Something more might be gained by lazy reduction, i.e. by
accumulating several products and then reducing mod *p*.
However, except in special cases, this disrupts integrated reduction
algorithms (especially FIPS). I have yet not tested performance
with lazy reduction, so there may be significant gains to be had,
especially on ARM where FIPS is probably unprofitable, or in
quadratic extension multiplies where special cases can occur.

### extension fields

For quadratic extension fields, complex squaring and Karatsuba
multiplication seem to work best, as previously
reported by Devegili, hÉigeartaigh, Scott and Dahab. However,
there is another optimization opportunity for cubic-over-quadratic
fields. To construct the quadratic field, adjoin *i*=√-1
instead of √-2 (this makes some operations slightly faster anyway).
Then to multiply over the cubic field, use Toom-Cook: not on
(0,±1,2,∞) but on (0,±1,±*i*). The result looks like a Fourier
multiplication algorithm, complete with butterfly gates. By my
count this algorithm uses 27 add/subs instead of 35 add/subs for
standard Toom-Cook-3 and 15 for Karatsuba-3, so Toom-Cook trades 12
adds for a multiply instead of 20. This trick may even outperform
Chung-Hasan
for squaring because it uses 5 squarings and no multiplies, and the
subfield's "complex" squaring algorithm is much faster than
multiplication.
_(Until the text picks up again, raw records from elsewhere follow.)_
Issue #34187, opened 2021-08-12
"unable to create impersonator account: error getting service account token: serviceaccounts \"cattle-impersonation-system/cattle-impersonation-user-dxx4g\" not found - Error seen for Monitoring and Istio v1 charts and when using downloaded kubeconfig


slickwarren:
**Rancher Server Setup**
- Rancher version: 2.5.9 -> 2.6.0-rc2 upgrade
- Installation option (Docker install/Helm Chart):
   - If Helm Chart, Kubernetes Cluster and version (RKE1, RKE2, k3s, EKS, etc): helm install

**Information about the Cluster**
- Kubernetes version: 
- Cluster Type (Local/Downstream): downsteram
   - If downstream, what type of cluster? (Custom/Imported or specify provider for Hosted/Infrastructure Provider): 

**Describe the bug**

when a user is logged in as admin, all monitoring v1 (v0.2.2) links are not working. 

**To Reproduce**
 
* deploy rancher server v2.5.9
* on a downstream cluster, install monitoring (latest version, v0.2.2)
  * grant a standard user permissions to this cluster i.e. `cluster owner` before the upgrade (see additional context)
  * verify that prometheus/grafana links are working
* upgrade rancher to v2.6.0-rc2

**Result**
`"status":500,"statusText":"","data":"unable to create impersonator account: error getting service account token: serviceaccounts \"cattle-impersonation-system/cattle-impersonation-user-dxx4g\" not found` from both prometheus and grafana.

What's more, when using the above reduction trick,
the structure of this "Toom-Cook-3*i*" algorithm allows us to
make all the inputs to the subfield multiplication algorithm
positive by adding a single bias on the subfield term of each
operand (though this doesn't work quite as well as we'd like because
Karatsuba doubles the bias).

The above algorithm computes 4 times the product instead of 6
times, so the actual product can be recovered more quickly with two
divisions by 4. What's more, as mentioned by DhÉSB such divisions
may not be necessary. In the case of pairings, the extra factor
will be canceled by the final exponentiation, but even when we are
not computing pairings, an extra factor can be compensated for by
dividing all cubic-extension elements by 4. This trick works
exactly the same way as compensating for Montgomery multiplication's
division by 2^{w}. It does not affect multiplication
by subfield elements, but it does affect addition, subtraction and
conversion of subfield elements.

Similar algorithms may be used in other cases. Multiplication in
quartic-over-quadratic fields can use a 6th root of unity (if it is
not in the base field), and sextic-over-quartic can use a 5th root
of unity. It may also be practical to use a direct
sextic-over-quadratic extension, speeding up Toom-Cook simply taking
advantage of the additional low-norm elements in the subfield.

I've also tried this trick (on paper) with cube roots of unity,
the golden ratio and √±2, and so far √-1 is best except in the
quartic-over-quadratic case.

I hope to soon finish implementing elliptic-curve arithmetic and
pairings using these techniques. Then we'll see if I can get a
significant speedup over the current state of the art.